WAGMI United haven’t gone anywhere. They will almost certainly be back. And they’re not the only ones, either. One speculator, Peter McCormack, confirmed that he had bought a non-league football club with the intention of – stop me if you’ve heard this before – transforming it into a ‘global brand’ with McCormack himself saying that, ‘My target is to raise £50m – an eyewatering amount’. McCormack got a puff piece of his own, this time in City AM.
For the record, the club that he has purchased is Bedford FC, who play in Division One of the Spartan South Midlands League, the tenth tier of the English league system, but the idea of being ‘nine promotions from the Premier League’ is a generous assessment of the club’s position. Bedford’s average attendance this season is 45, and they play at McMullen Park, a tiny ground adjacent to The New Eyrie, home of Bedford Town, who play two divisions above them. Both grounds are a less-than-convenient five miles from the centre of Bedford itself.
And while nine promotions could almost sound achievable in the long term if viewed through a certain prism, it should be added that the nine levels above them contain 722 clubs, which gives a better idea of where Bedford FC – who McCormack has already, almost predictably, announced will be renamed ‘Real Bedford’ – are in football’s food chain and how realistic it might be for them to leapfrog more than 630 other clubs to claim a place in the EFL. It has now been confirmed that the Bedford manager has quit over this.

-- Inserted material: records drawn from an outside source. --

Issue #1120, opened 2017-04-22
Exceptions in QueueProcessor.DeleteMessageAsync() are not logged & there is no retry logic


mahedley:
QueueProcessor.DeleteMessageAsync() catches exceptions, and does not log that they occurred or retry the deletion of a message. This leads to unexpected duplicates that are difficult to diagnose.

In some cases a storage account queue may be temporarily unavailable due to noisy neighbors or transient issues with the queue. Currently WebJobs will catch an exception due to the queue being unavailable, and then drop the exception without logging it. This can lead to messages that have been processed returning to the queue unexpectedly causing duplicates. See QueueProcessor line 215. 

Since this is outside the user's logic they have no way to catch these exceptions. Since the behavior isn't logged it makes it difficult to troubleshoot and pinpoint these duplicate messages

I propose updating DeleteMessageAsync to log  when they are catching an exception, and also expanding JobHostQueuesConfiguration to allow for a retry count for message deletion.

christopheranderson:
Thanks for the PR. @brettsam  and @MikeStall will look into this.

brettsam:
I'm modifying this -- it's still a good idea to log the errors even if we don't add new retry logic (see #1121 for details there).

PR #1121, opened 2017-04-23
Add Logging, and Retry Logic Delete in Queue Processor. 

mahedley:
This is added in response to the issue I logged #1120 .

I've added retry logic for message, or queue not found, tied to a new parameter in IQueueConfiguration. This is defaulted to 0 so basic behavior is unchanged, however retries will be attempted if the number increases.

I've also added log entries for exceptions so that if a logger is provided it is easier to track an issue caused by the queue being temporarily available. 

The goal is to make it easier to troubleshoot and resolve issues related to transient 503 errors being raised by the storage layer. In some cases with heavily used queues I've seen 503's being raised for messages that still exist. This can cause the existing logic to leave the message on the queue, because those exceptions are being dropped.

### DIFF
--- a/src/Microsoft.Azure.WebJobs.Host/JobHostQueuesConfiguration.cs
+++ b/src/Microsoft.Azure.WebJobs.Host/JobHostQueuesConfiguration.cs
@@ -21,11 +21,14 @@ namespace Microsoft.Azure.WebJobs.Host
         // the runtime error message the user would receive from the SDK otherwise is not as helpful.
         private const int MaxBatchSize = 32;
 
+        private const int DefaultRetryCount = 0;
+
         private int _batchSize = DefaultBatchSize;
         private int _newBatchThreshold;
         private TimeSpan _maxPollingInterval = QueuePollingIntervals.DefaultMaximum;
         private TimeSpan _visibilityTimeout = TimeSpan.Zero;
         private int _maxDequeueCount = DefaultMaxDequeueCount;
+        private int _deleteRetryCount = DefaultRetryCount;
 
         /// <summary>
         /// Initializes a new instance of the <see cref="JobHostQueuesConfiguration"/> class.
@@ -64,14 +67,14 @@ namespace Microsoft.Azure.WebJobs.Host
         /// </summary>
         public int NewBatchThreshold
         {
-            get 
-            { 
+            get
+            {
                 if (_newBatchThreshold == -1)
                 {
                     // if this hasn't been set explicitly, default it
                     return _batchSize / 2;
                 }
-                return _newBatchThreshold; 
+                return _newBatchThreshold;
             }
 
             set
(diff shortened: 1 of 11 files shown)


mahedley:
Reproducing today and the exception may actually being handled in the final piece of exception logic, where the exception is re-thrown. I'll validate and submit a new commit if appropriate.

src/Microsoft.Azure.WebJobs.Host/JobHostQueuesConfiguration.cs
```diff
@@ -172,10 +175,28 @@ public TimeSpan VisibilityTimeout
...
+            set;
+        }
+
+        /// <summary>
+        /// Get's or sets the delete retry count
+        /// In some cases a queue may be unavailable temporarily. Retrying in some cases can
+        /// reduce the chance that a successfully processed message can return to the queue.
+        /// The default is 0
+        /// </summary>
+        public int DeleteRetryCount
```
mahedley: A default makes sense. I was thinking 5. Does it make sense to just put this in a private variable inside of QueueProcessor, or is there a better place to keep something like this?

brettsam:
Thanks for putting this together @mahedley! 

I have one overall comment first -- I remembered somewhere that the Storage clients allowed you to plug in your own retry options that they could handle internally for all operations. I looked around and found this: https://docs.microsoft.com/en-us/azure/architecture/best-practices/retry-service-specific#azure-storage-retry-guidelines. When I look at a freshly-crated CloudQueueClient, I see that it already defaults to using `ExponentialRetry` (with a default backoff of 4 seconds and max retries of 3), which means that this is a retry wrapped in a retry, which generally isn't a good idea.

I'd suggest removing the retries completely from here but leaving the logging for errors (the silent handling of errors has been problematic). If you want to increase your own retries, you can do that using your own `StorageClientFactory` and plugging in your own `RetryPolicy` to the client.

As a secondary question -- were you getting your 503s due to being throttled by the Storage service? You mentioned it being a heavily-used queue. If you're being throttled, I believe it's expected that you'll have a period of downtime until the throttling period is over, which explains why you see 503s here (and why even the built-in exponential retries don't help).

mahedley:
@brettsam Thanks Brett, this actually makes a lot of sense. Once we implemented a custom `QueueProcessor `that logged things out we started to see a slightly different picture. The system logs do occasionally show a 503, but these are not bubbling up to the retry logic, which makes sense based on what you've found in `CloudQueueClient`. 

What we are seeing within the logs are `TaskCancelledException`s, and when we review the system log we can see that the` JobHost` was shutdown. Having a look at the app service I can see all of instances recycle around the time that the customer is seeing the duplicates being generated. 

I'll take my existing changes and back off to just logging, and make an additional catch around the base `Exception` so that it can be logged as well. 

It would seem to also make sense to wrap `CompleteProcessingMessageAsync` in a try catch to attempt to complete the message deletion in the event of the JobHost going down. I can take a run at this and add a note in Issue #1120 if you agree.

brettsam:
Hey @mahedley -- this has been sitting for a while. Did you get a chance to walk this back to just the logging bits for now?

brettsam:
I'm going to close this PR out -- feel free to re-open a new PR with logging pieces. Thanks!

It’s not difficult to see why football is going all in on this craze. Clubs are money-hoovers at the best of times, and there can never be enough revenue streams that can be exploited. But these aren’t the best of times, with the financial effects of the pandemic still being felt by most clubs, and on top of this it is looking increasingly likely that there will be further restrictions on the gambling industry, which has become one of the game’s biggest sponsors. That clubs may merely be exchanging one form of gambling for another with even less regulation is an irony which doesn’t even appear to have occurred to those who are swapping shirt sponsorship deals with gambling companies for deals with cryptocurrency companies.
But the risks are real. Manchester City partnered with a company without apparently having done much due diligence on them and had to suspend their partnership after the company’s lack of online presence caused concerns. If the game does decide to join this rush towards ‘decentralised finance’ (and if we substitute the word ‘decentralised’ with ‘unregulated’, we start to get a clearer understanding of why the wild west capitalists of Big Football would be so interested in it), then it should be made absolute clear that this whole sector requires navigation with considerable care. Arsenal didn’t make that clear enough, and that’s why they got their knuckles rapped by the ASA, but more will follow, and the game’s governance needs to address this gold rush before somebody, whether a fanbase or a club itself, gets seriously hurt.